# pipe bursting



## Plumberologist (Aug 21, 2010)

is it really faster than digging, you have to dig a hole at the beginning and at the end and then the time to pull it. so to you guys who do it, is it faster or easier or is it just snake oil. oh and who does the lining, does it work??? im looking for alternatives to offer my customers....


----------



## SewerRatz (Apr 25, 2009)

Plumberologist said:


> is it really faster than digging, you have to dig a hole at the beginning and at the end and then the time to pull it. so to you guys who do it, is it faster or easier or is it just snake oil. oh and who does the lining, does it work??? im looking for alternatives to offer my customers....


Pipe bursting, pipe lining, pipe patching, and grouting all have a time and place. Some municipals by me will not allow pipe bursting, they say that displaced dirt can cause a speed bump effect. There are a few jobs I been on where pipe bursting is cost effective for the owner due to whats above ground could not be disturbed.

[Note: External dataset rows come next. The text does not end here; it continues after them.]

PR #495, opened 2021-06-02
Day1

jburel:
Adjust time and schedule
This also removed the targeted audience of Session 2

### DIFF
--- a/_includes/ome2021_program_agenda.html
+++ b/_includes/ome2021_program_agenda.html
@@ -10,8 +10,7 @@
     <h5>Please Note</h5>
     <p>
         This schedule is subject to change and will be updated periodically.<br/>
-        The schedule will include pre-recorded videos organised by topic followed by group discussions.<br/>
-        All times are in UK - British Summer Time (GMT+1).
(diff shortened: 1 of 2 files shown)


_includes/ome2021_program_agenda.html
```diff
@@ -10,7 +10,8 @@ <h2>{{ event.name }}</h2>
     <h5>Please Note</h5>
     <p>
         This schedule is subject to change and will be updated periodically.<br/>
-        The schedule will include pre-recorded videos organised by topic followed by group discussions.
+        The schedule will include pre-recorded videos organised by topic followed by group discussions.<br/>
+        All times are in UK - British Summer Time (GMT+1).
```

As for lining I have already seen multiple linings break free from the pipe and move. Some claim it was improper installation, other claim it was the early epoxies.

Myself I like the pipe patch and grouting systems. They make the most sense since the whole line does not need to be lined or replaced. The problem spots need the repair and that is where pipe patching, or grouting shines in my eyes.


----------



## Tommy plumber (Feb 19, 2010)

I wonder if any plumbing license is required to line pipes? Probably not. I studied for months to get my plumbing license. If guys can re-line pipes w/o a master plumber's license, then that makes me upset. Just more people taking my damn work away! :furious:


----------



## 3Peasdrain (Feb 5, 2010)

*pipebursting*

Yes pipe bursting is effective.We did 160ft pull and replaced 6 inch cast iron with 6 inch hdpe pipe. We started the job at 730 am and had the pipe in place and the holes backfilled by 130 pm It has its uses.Just like everything you cant use it all the time.But when needed it does a great job


----------



## Redwood (Sep 8, 2008)

We do replacements, relining, and bursting.
They all have their uses and you just need to go with what is best.
We've done combinations on some jobs.


----------



## Richard Hilliard (Apr 10, 2010)

There is a company on the east coast of Florida that does our pipe lining for us. He is a licensed plumber and the costs of the equipment are high. As many have stated it does have a place and time. I had a home that had 50 feet of concrete to penetrate before the kitchen and bathrooms. This application was perfect for relining there was no bow in the line and no offsets and saved the homeowner the expense of replacing wood floor. Cost wise for the plumbing, not much difference huge difference with the intangible costs.


----------



## plbgbiz (Aug 27, 2010)

We do pipe bursting and depending on the situation, it can make you wonder how you ever got by without it. In general, I prefer pipe bursting because of the lack of mess left for the customer. On shorter pulls, it is not much quicker than a conventional dig but the cleanup is a lot faster. Since our first burst about 6 years ago, we have learned more about what not to do than anything else.

We also burst lines for other plumbers too. They often have some part of the line that it makes sense to dig up and we just do the burst.

It is certainly not snake oil.

There are a couple of pics on my facebook page.


----------



## TheMaster (Jun 12, 2009)

I thought pipes should be covered with clean fill. In the bursting and pulling process how is that accomplished while leaving the old pipe in the ground?


----------



## plbgbiz (Aug 27, 2010)

Clean fill serves to give solid bedding around the pipe to prevent movement and damage to the new pipe. Bursting does not overly disturb the shape of the surrounding soil. It compacts it. Depending on the soil (we have a lot of clay) digging leaves you with a lot of big chunks so back filling with the freshly dug up dirt can result in bellies and damage to the pipe.

Also, the HDPE typically used for bursting is not the fragile debutante that PVC is so there is no concern of damage from the fragments of the old pipe. Not that I've ever had a problem with the PVC either. We burst with it too when inside a building.


----------